Pretty damm stiff but in my opinion well worth it and it should send a message to the rest of the teams that kids come first period. 

What do you think?


----------



## kelly4 (Jul 23, 2012)

They should have just gotten the "death penalty".

Do they realize who will ultimately pay the $60 million fine at Pennsylvania *STATE* university?


----------



## chrishydro (Jul 23, 2012)

kelly4 said:


> They should have just gotten the "death penalty".
> 
> Do they realize who will ultimately pay the $60 million fine at Pennsylvania *STATE* university?


What they got is much worse than the Death Penalty that SMU was handed down years ago. The 50 million (i screwed that up) is the gross revenue from any one year of their football program. Dont kid yourself, they got the money. lol

That is the problem the big college football teams are a business and I dont think a lot of people realize how rich of a businees they are.

Sad deal but we all know that money comes first at these schools but we all choose to ignore.


----------



## kelly4 (Jul 23, 2012)

I mean a *forever* death penalty.


----------



## homebrewer (Jul 23, 2012)

This was a criminal case resulting in criminal charges, why is the NCAA even involved?


----------



## chrishydro (Jul 23, 2012)

homebrewer said:


> This was a criminal case resulting in criminal charges, why is the NCAA even involved?


It is a good question and the answer is simple. NCAA governs the rules and the way the admin at each college runs their programs. If this was going on you can bet that every rule as it pertains to any student on that team was broken and washed under the table.

If they did not act it would send a message to all the other schools that if you do this you are out period.


----------



## homebrewer (Jul 23, 2012)

chrishydro said:


> It is a good question and the answer is simple. NCAA governs the rules and the way the admin at each college runs their programs. If this was going on you can bet that every rule as it pertains to any student on that team was broken and washed under the table.


Ok, what NCAA rules were broken?


----------



## BeaverHuntr (Jul 23, 2012)

chrishydro said:


> What they got is much worse than the Death Penalty that SMU was handed down years ago. The 50 million (i screwed that up) is the gross revenue from any one year of their football program. Dont kid yourself, they got the money. lol
> 
> That is the problem the big college football teams are a business and I dont think a lot of people realize how rich of a businees they are.
> 
> Sad deal but we all know that money comes first at these schools but we all choose to ignore.


People have no idea how much money college football programs make and to top it off you Alumni Bootsers, some who are worth millions of dollars just always pumping money into the program.


----------



## Mr.jimson (Jul 23, 2012)

homebrewer said:


> This was a criminal case resulting in criminal charges, why is the NCAA even involved?

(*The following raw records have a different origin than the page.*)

PR #2376, opened 2021-09-21
[CAS-1102] Feature/dismiss notification when go into a channel

JcMinarro:
### 🎯 Goal
All notifications related to a Channel are dismissed after the user going into the channel conversation 

### 🛠 Implementation details
When the channel is load (In our UI Components or Compose implementation) we search all notifications related to this channel and dismiss them

### ☑️ Checklist

- [x] Reviewers added


CHANGELOG.md
```diff
@@ -68,6 +69,7 @@
 ### ⬆️ Improved
 
 ### ✅ Added
+- Notifications are dismissed after the user go into the channel conversation
```
adasiewiczr, line 72: It would be nice to mention this will happen only if you are using our `MessageListViewModel`.
Should we also describe this somewhere in docs? 🤔

zsmb13: +1, We should definitely document this somewhere around notifications

stream-chat-android-client/src/main/java/io/getstream/chat/android/client/notifications/ChatNotifications.kt
```diff
@@ -85,6 +86,14 @@ internal class ChatNotificationsImpl constructor(
         handler.onDismissNotification(notificationId)
     }
 
+    /**
+     * Dismiss notification associated to the [channelType] and [channelId] received on the params
```
filbabic, line 90: I think we should try to improve the documentation for our internal (and public) code. 

I think @zsmb13 prepared some guidelines on what they should look like, but generally, we should list out params using `@param`, we should make sure we finish all sentences with a full-stop (so that we know the comment is done) etc.

In general, we'll look back to these functions and having a bit more structure or description on how the function works will be helpful to internal devs too.

LMK what you think!

stream-chat-android-client/src/main/java/io/getstream/chat/android/client/notifications/handler/ChatNotificationHandler.kt
```diff
@@ -233,6 +240,15 @@ public open class ChatNotificationHandler @JvmOverloads constructor(
         .joinToString { it.name }
         .takeIf { it.isNotEmpty() }
 
+    private fun dismissSummaryNotification(notificationSummaryId: Int) {
```
filbabic, line 243: Would love to have docs here too!

stream-chat-android-compose/src/main/java/io/getstream/chat/android/compose/viewmodel/messages/MessageListViewModel.kt
```diff
@@ -206,7 +206,10 @@ public class MessageListViewModel(
                         newState
                     }
                     lastLoadedMessage = newLastMessage
-                    setChanel(controller.toChannel())
+                    controller.toChannel().let { channel ->
```
filbabic, line 209: I think it might be easier to just say:

```kotlin
val channel = controller.toChannel()
...
```

filbabic (commented):
Left just a few comments. I think we should try to improve the docs a bit (as per the other comments too), so that the API is more clear to users and us! :]

stream-chat-android-client/src/main/java/io/getstream/chat/android/client/ChatClient.kt
```diff
@@ -99,7 +99,7 @@ public class ChatClient internal constructor(
     public val config: ChatClientConfig,
     private val api: ChatApi,
     private val socket: ChatSocket,
-    private val notifications: ChatNotifications,
+    @InternalStreamChatApi public val notifications: ChatNotifications,
```
adasiewiczr, line 102: We need to make it public for testing purposes, right? Maybe we can leave it for now but it would be nice to improve this in the future

adasiewiczr (approved):

stream-chat-android-client/src/main/java/io/getstream/chat/android/client/ChatClient.kt
JcMinarro: Yep, it is needed because on the tests side we need to override this collaborator and it is not accessible in another case.
Hope AGP having support  for `java-test-fixtures` plugin soon and we can avoid all this ugly changes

it was something to do w penn state handing that authority or however they put it .... they done it to themselves


----------



## Mr.jimson (Jul 23, 2012)

add the word over


----------



## DustBomb (Jul 23, 2012)

i dont understand y they had to remove all joe's wins since 98 and they def didnt have to rip down his statue.. Penn is going no where no.. ppl went there for the Joe Paterno football experience..


----------



## BeaverHuntr (Jul 23, 2012)

DustBomb said:


> i dont understand y they had to remove all joe's wins since 98 and they def didnt have to rip down his statue.. Penn is going no where no.. ppl went there for the Joe Paterno football experience..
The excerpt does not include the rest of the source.